PROBLEM DESCRIPTION — Copy out the data line by line exactly, from its start to the line bearing "### LINKED ISSUE #144: Consider", inclusive.
□ □ □
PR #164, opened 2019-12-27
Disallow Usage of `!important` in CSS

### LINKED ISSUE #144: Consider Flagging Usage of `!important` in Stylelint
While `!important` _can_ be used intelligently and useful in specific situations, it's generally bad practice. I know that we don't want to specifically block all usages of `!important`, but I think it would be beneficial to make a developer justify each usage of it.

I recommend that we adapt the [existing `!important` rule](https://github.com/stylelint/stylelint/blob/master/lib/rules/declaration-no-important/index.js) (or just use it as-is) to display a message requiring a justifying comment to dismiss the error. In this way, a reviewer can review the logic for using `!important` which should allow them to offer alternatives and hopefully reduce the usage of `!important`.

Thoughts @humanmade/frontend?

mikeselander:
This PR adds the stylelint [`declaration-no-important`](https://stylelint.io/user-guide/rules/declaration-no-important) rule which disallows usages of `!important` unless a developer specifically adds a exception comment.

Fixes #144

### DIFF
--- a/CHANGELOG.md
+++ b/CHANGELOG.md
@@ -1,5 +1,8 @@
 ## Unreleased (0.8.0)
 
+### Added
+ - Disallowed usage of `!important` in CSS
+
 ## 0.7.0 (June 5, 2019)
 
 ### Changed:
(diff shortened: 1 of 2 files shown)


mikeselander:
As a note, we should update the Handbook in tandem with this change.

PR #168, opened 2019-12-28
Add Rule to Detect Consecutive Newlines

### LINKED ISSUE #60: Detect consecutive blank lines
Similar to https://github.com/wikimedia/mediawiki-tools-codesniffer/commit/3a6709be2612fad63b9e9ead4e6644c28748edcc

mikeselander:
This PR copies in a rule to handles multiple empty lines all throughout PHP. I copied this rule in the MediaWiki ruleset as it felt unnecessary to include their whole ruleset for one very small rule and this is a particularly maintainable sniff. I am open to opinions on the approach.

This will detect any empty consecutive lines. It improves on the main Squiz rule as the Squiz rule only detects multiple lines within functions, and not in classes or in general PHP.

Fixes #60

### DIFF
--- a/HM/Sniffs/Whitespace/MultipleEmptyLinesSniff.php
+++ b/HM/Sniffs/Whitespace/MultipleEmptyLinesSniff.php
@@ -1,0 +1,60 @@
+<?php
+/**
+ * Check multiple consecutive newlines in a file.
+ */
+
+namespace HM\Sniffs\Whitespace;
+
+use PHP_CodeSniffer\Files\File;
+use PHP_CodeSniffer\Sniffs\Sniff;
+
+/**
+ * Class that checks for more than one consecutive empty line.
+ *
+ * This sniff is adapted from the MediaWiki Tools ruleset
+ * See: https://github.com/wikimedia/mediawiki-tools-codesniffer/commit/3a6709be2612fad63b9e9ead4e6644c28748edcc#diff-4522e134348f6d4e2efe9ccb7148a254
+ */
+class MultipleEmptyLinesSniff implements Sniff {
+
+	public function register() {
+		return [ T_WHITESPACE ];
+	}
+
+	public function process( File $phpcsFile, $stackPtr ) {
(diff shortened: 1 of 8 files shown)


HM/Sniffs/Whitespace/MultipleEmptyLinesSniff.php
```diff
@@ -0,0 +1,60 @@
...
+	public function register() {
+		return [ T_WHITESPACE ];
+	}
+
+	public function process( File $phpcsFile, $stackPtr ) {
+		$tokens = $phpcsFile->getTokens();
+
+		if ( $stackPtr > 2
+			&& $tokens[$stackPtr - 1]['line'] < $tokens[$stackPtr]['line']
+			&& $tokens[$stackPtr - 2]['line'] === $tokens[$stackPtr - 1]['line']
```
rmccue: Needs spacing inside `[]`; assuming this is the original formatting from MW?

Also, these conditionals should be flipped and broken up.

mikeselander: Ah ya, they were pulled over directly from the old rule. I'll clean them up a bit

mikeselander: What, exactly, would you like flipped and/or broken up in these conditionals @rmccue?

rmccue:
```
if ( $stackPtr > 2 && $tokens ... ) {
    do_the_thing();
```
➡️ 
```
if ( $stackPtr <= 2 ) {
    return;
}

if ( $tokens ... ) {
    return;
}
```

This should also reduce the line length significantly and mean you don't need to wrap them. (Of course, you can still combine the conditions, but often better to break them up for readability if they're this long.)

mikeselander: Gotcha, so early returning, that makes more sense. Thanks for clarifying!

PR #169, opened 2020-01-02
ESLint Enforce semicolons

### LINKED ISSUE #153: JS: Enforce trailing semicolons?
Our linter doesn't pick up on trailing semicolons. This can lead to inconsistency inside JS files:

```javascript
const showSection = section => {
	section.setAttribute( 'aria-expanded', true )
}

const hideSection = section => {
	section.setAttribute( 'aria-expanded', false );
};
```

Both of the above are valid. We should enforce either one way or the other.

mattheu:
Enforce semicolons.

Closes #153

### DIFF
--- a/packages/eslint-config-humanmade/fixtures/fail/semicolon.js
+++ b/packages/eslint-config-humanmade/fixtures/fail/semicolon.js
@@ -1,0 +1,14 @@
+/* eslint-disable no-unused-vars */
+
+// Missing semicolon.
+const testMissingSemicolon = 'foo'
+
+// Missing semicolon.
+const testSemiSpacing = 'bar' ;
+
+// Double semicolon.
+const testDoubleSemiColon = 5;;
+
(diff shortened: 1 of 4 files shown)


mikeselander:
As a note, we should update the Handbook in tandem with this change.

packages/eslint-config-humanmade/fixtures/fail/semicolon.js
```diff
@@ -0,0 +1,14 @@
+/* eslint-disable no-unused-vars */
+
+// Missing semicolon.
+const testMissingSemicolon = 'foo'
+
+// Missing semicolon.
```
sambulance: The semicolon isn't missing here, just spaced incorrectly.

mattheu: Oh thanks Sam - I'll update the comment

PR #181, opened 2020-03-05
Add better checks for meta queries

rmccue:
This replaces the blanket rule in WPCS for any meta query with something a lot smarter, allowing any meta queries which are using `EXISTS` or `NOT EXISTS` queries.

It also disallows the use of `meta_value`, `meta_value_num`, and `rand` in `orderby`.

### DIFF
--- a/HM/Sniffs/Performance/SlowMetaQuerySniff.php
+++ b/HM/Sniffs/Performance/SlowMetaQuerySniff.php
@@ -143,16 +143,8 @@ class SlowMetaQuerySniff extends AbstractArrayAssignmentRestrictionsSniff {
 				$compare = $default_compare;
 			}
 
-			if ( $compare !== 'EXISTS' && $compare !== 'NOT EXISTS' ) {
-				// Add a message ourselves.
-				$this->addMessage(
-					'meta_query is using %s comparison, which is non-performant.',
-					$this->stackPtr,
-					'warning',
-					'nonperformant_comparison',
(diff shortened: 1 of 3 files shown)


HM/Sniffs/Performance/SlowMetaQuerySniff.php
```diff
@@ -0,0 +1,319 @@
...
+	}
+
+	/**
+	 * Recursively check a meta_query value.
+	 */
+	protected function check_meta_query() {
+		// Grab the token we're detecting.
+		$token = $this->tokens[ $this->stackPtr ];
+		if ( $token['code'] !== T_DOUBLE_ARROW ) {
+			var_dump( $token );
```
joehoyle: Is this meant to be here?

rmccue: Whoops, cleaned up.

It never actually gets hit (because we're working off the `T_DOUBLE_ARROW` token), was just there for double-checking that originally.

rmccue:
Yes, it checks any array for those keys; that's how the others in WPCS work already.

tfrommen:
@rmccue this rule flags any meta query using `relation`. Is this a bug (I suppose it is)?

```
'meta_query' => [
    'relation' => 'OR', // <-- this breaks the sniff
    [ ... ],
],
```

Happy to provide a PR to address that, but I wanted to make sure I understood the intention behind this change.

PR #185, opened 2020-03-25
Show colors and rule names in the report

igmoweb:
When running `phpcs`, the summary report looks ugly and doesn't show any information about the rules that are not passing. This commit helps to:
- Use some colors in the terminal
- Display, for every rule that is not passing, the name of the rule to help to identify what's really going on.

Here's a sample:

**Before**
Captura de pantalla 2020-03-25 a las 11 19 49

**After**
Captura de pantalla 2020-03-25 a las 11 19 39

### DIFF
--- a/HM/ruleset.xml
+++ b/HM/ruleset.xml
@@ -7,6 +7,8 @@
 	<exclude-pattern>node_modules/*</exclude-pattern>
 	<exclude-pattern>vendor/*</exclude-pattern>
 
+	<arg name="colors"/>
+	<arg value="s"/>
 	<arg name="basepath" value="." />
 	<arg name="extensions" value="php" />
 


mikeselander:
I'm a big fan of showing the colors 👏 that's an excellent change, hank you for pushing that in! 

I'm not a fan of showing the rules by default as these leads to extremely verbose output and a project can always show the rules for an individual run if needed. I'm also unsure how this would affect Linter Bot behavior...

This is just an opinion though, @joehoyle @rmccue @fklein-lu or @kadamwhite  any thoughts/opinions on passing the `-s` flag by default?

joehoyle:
□ □ □
SOLUTION TO THE EXERCISE —
PR #164, opened 2019-12-27
Disallow Usage of `!important` in CSS

### LINKED ISSUE #144: Consider Flagging Usage of `!important` in Stylelint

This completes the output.